_AIM OF THE TASK_
A bare number is the expected answer: the count of lines in the data holding "keydown".

_EXERCISE MATERIALS_
..........
PR #6205, opened 2023-10-19
HADOOP-18946. TestErrorTranslation failure

steveloughran:
Remove invalid assertion

Rerun of failing test suite.

Not. bothered with rest of tests

### For code changes:


ayushtkn (approved):
Change LGTM.

I have like 2 questions around this test class though.

- I am curious around this

```
    if (ioe.getCause() != thrown) {
      throw new AssertionError("Cause of " + ioe + " is not " + thrown, thrown);
    }
```
Why not?
```
    Assertions.assertThat(ioe.getCause()).isEqualTo(thrown);
```

- Why throws here? I think it isn't required
```
  public void testMultiObjectExceptionFilledIn() throws Throwable {
```

steveloughran:
1. I want to throw that nested exception, as it is clearly something bad
2. just my IDE's "test" macro adds it always. and it means if we add more lines, no need to change the signature. matters more with subclasses

PR #348, opened 2023-08-14
feat: Editor project backups

Mitcheljager:
This PR adds backups for editor projects. There is a new option under the "save" button, allowing you to create a backup. What this does is create a copy of your current project. It's not a direct copy, it's under a new model. Only the content and title gets copied. A project can have an unlimited amount of backups. You can load a backup and it will replace the current content with the backup. The project will not actually be replaced until you save, but ctrl+z'ing is impossible after replacing from the backup. The only way to restore is by refreshing. Ideally of course if you've pressed the restore from backup button, you meant to do it and there's no need to go back. We can rework that if that proves incorrect.

Additionally this PR refactors modals in some fashion. There now is a general Modal component as well as a modal store. Calling `modal.set(key)` will show the modal of that key. Calling `modal.close()`  will close any open modal. This is used for the new backups modal, as well as for the create project modal. I want to do this for all modals, but that will need to wait for a separate PR.

### Save dropdown
There now is a dropdown that is grouped with a save button. This opens a menu that shows your last save, allows you to create a backup, and allows you to view your backups.
image

### Backups modal
The backups modal shows all of your backups, in order from newest to oldest. 
| No backups | Some backups | Error state (not very pretty, but at least it's clear) |
| --- | --- | --- |
| image | image | image |

### Backup actions
The context menu for each backup allows you to either delete that backup or restore that backup. When restoring it replaces the current project content with the content of that backup. This includes translations.
image

---

backups

### DIFF
--- a/app/assets/stylesheets/editor/_project-backups.scss
+++ b/app/assets/stylesheets/editor/_project-backups.scss
@@ -1,0 +1,14 @@
+.project-backups {
+  display: flex;
+  flex-direction: column;
+  gap: $margin / 8;
+}
+
+.project-backup {
+  display: flex;
+  align-items: center;
+  justify-content: space-between;
+  padding: $margin / 8;
+  border-radius: $border-radius / 2;
+  background: $bg-darker;
+}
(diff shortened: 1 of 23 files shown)


Mitcheljager (commented):
Webhook test 👀

Mitcheljager (commented):
Webhook test #2 👀

PR #349, opened 2023-08-15
Allow for pressing Enter across some inputs in the Editor to execute their primary action

netux:
Introduces a `submittable` Svelte action which captures the Enter key on inputs and calls the `submit` event.
There is a special case for textareas, where using a modifier key + Enter will not trigger the event.

Also modifies some dialogs across the editor to `use:submittable`

### DIFF
--- a/app/javascript/src/components/actions/submittable.js
+++ b/app/javascript/src/components/actions/submittable.js
@@ -1,0 +1,26 @@
+
+export function submittable(node) {
+  const nodeIsInput = node.tagName === "INPUT"
+  const nodeIsTextarea = node.tagName === "TEXTAREA"
+
+  if (!(nodeIsInput || nodeIsTextarea)) {
+    throw new Error("submittable action is only meant to be used on inputs")
+  }
+
+  function keydown(event) {
+    if (event.code !== "Enter") return
+    if (nodeIsTextarea && (event.metaKey || event.altKey || event.shiftKey || event.ctrlKey)) return
+
+    event.preventDefault()
+
+    node.dispatchEvent(new CustomEvent("submit"))
+  }
+
+  window.addEventListener("keydown", keydown)
+
+  return {
+    destroy() {
+      window.removeEventListener("keydown", keydown)
+    }
+  }
+}
--- a/app/javascript/src/components/editor/ScriptImporter.svelte
+++ b/app/javascript/src/components/editor/ScriptImporter.svelte
@@ -2,14 +2,18 @@
   import { items } from "../../stores/editor"
   import { createNewItem } from "../../utils/editor"
   import { getSettings } from "../../utils/parse"
+  import { submittable } from "../actions/submittable"
   import { escapeable } from "../actions/escapeable"
   import { fade } from "svelte/transition"
 
   let active = false
   let replaceScript = false
   let value = ""
+  let disallowSubmit
 
   $: if (active) value = ""
+
+  $: disallowSubmit = !value
 
   function findSettings() {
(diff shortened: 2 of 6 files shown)


app/javascript/src/components/editor/ScriptImporter.svelte
```diff
@@ -64,15 +70,21 @@
     <div class="modal__content">
       Copy your snippet from inside of Overwatch and paste it in here to convert your current snippet to this project.
 
-      <textarea class="form-input form-textarea form-textarea--extra-small mt-1/4" bind:value />
+      <textarea
+        class="form-input form-textarea form-textarea--extra-small mt-1/4"
+        bind:value
+        use:submittable
+        on:submit={submit}
+      />
```
Mitcheljager, line 78: The closing tag should still be on the same line as the same attribute

```suggestion
        on:submit={submit} />
```

app/javascript/src/components/actions/submittable.js
```diff
@@ -0,0 +1,26 @@
...
+  const nodeIsInput = node.tagName === "INPUT"
+  const nodeIsTextarea = node.tagName === "TEXTAREA"
+
+  if (!(nodeIsInput || nodeIsTextarea)) {
+    throw new Error("submittable action is only meant to be used on inputs")
+  }
+
+  function keydown(event) {
+    if (event.code !== "Enter") return
+    if (nodeIsTextarea && (event.metaKey || event.altKey || event.shiftKey || event.ctrlKey)) return
```
Mitcheljager, line 12: I think this should happen for all inputs, not just textarea. If you are holding a modifier key your intent is most likely _not_ to submit

```suggestion
  function keydown(event) {
    if (event.code !== "Enter") return
    if (event.metaKey || event.altKey || event.shiftKey || event.ctrlKey) return
```

app/javascript/src/components/actions/submittable.js
```diff
@@ -0,0 +1,26 @@
+
+export function submittable(node) {
+  const nodeIsInput = node.tagName === "INPUT"
+  const nodeIsTextarea = node.tagName === "TEXTAREA"
+
+  if (!(nodeIsInput || nodeIsTextarea)) {
+    throw new Error("submittable action is only meant to be used on inputs")
+  }
```
Mitcheljager, line 8: I don't think think textarea should be included, the default behaviour of enter on textarea should still be new lines, as that is expected. If you don't know you will accidentally submit too early.
```suggestion

  if (!nodeIsInput) {
    throw new Error("submittable action is only meant to be used on inputs")
  }
```

Mitcheljager (changes requested):
Nice use of actions! I left some formatting suggestions, but nothing major

app/javascript/src/components/actions/submittable.js
netux: How about allow this in textareas but only when pressing Ctrl + Enter?

Mitcheljager: Sure, I like that!

app/javascript/src/components/editor/ScriptImporter.svelte
netux: I see a few cases of this. Might be worth investigating if eslint can detect that?
image

Mitcheljager: The ones that aren't false positives are all by you I believe. I think ESLint is able to detect this, but I'm not sure of the exact setting.

Mitcheljager (approved):
Tiny comment, but approving it either way

PR #351, opened 2023-08-16
refactor: Use svelte component for alerts

Mitcheljager:
The alerts were a bit of a mishmash, using javascript inside of svelte components. This made enough sense in the main website, but in the editor it's not the best experience.

This PR refactors it to use a svelte component. This component is still used in the main website as well, so it's not just for the editor. To be able to use this from any javascript, instead of setting some store or something, it fires a custom event that is captured by the alerts component. It now uses svelte transitions as well, which is neat.

It still is a bit of a mishmash in the sense that there is also the rails flash, which use the exact same structure and classes, but is just flat HTML. Odd, but that's the way of things.

### DIFF
--- a/app/views/application/_flash.html.erb
+++ b/app/views/application/_flash.html.erb
@@ -7,3 +7,5 @@
     </div>
   <% end %>
 </div>
+
+<%= svelte_component "Alerts" %>
--- a/app/views/application/_flash.html.erb
+++ b/app/views/application/_flash.html.erb
@@ -1,11 +1,1 @@
-<div class="alerts" data-role="alerts">
-  <% flash.each do |type, message| %>
-    <% next if type == "alert" %>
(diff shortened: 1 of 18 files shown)


app/views/application/_flash.html.erb
```diff
@@ -7,3 +7,5 @@
     </div>
   <% end %>
 </div>
+
+<%= svelte_component "Alerts" %>
```
netux, line 11: What if the `.alert` element in `Alerts.svelte` was factored out into e.g. `Alert.svelte`, and we used `svelte_component "Alert"` to render the alerts from flash?

Mitcheljager: Hmm actually, what you just said made me realise we can render the flash as json as a prop, and pass it to the svelte component.

Mitcheljager:
@CactusPuppy I did a dirty and disabled a bunch of tests because they were failing. I couldn't figure out how to detect json content rather than plain text on the page. If you have any pointer that would be much appreciated!

PR #352, opened 2023-08-16
Fix some issues related to variable extraction and compilation

netux:
- Restrict variable regex to only letters, numbers, or underscore
- Avoid giving default variable names a new index, causing an error on import (details in d31c8e6d1c4e361a76719b2e44ffcea2bcf26c45)

Both changes include tests.


Mitcheljager (approved):
Nice! Some of it is a bit difficult to read, but that's ok. Nice tests too!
..........
_EXERCISE RESULT_
5